I apologize for my more sour posts critical of the way you guys debate. I thought twice about posting that (should've thought thrice) but really, I think it was that tough love attitude that got me hooked here in the first place.

Matt, when you started this board did you have any idea of the community it would turn into?


----------



## Bladestunner316

I just wanted to apologize for any anger ive shown towards anyone here alot has been going on for me in my private life and I can easily get angry and take it out on the wrong people.

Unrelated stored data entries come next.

PR #345, opened 2021-11-10
TOOLS: add reduce_scatter to perftest

Sergei-Lebedev:
## What
add reduce_scatter to perftest

### DIFF
--- a/src/ucc/api/ucc.h
+++ b/src/ucc/api/ucc.h
@@ -1194,10 +1194,10 @@ enum ucc_team_attr_field {
  */
 enum ucc_team_flags {
     UCC_TEAM_FLAG_COLL_WORK_BUFFER             = UCC_BIT(0) /*< If set, this indicates
-                                                                the user will provide
-                                                                a scratchpad buffer for
-                                                                use in one-sided
-                                                                collectives. Otherwise,
+                                                                the user will provide 
+                                                                a scratchpad buffer for 
+                                                                use in one-sided 
+                                                                collectives. Otherwise, 
                                                                 an internal buffer will
                                                                 used. */
 };
@@ -1696,13 +1696,7 @@ typedef enum {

I do say though that for all us me mostly should respectfully disaree with each other no matter how ridiculous you think the other person s argument is being rude and insulting only creates tension and animosity towards oen another.

sincerelly,
blade

p.s. matt you sent it twice to me via email.


----------



## turmeric

I'm still sorting out where I am with paedo/credo but won't read the discussions, because 1. they get acrimonious, 2. Everyone says the same things again &amp; again. I've been baptized 3 times(God help me!) and did it the last time because after all these years I really was saved and wanted to make a break with the past. I enjoy the board, but it does get vicious around here sometimes. I just stay off those threads that seem to be going west.

[Edited on 6-28-2004 by turmeric]


----------



## Saiph

I am still wondering if I should join the Antiochian Orthodox church and stop posting here.


----------



## blhowes

[b:b3c8fb045b]Meg wrote:[/b:b3c8fb045b]
I enjoy the board, but it does get vicious around here sometimes. I just stay off those threads that seem to be going west. 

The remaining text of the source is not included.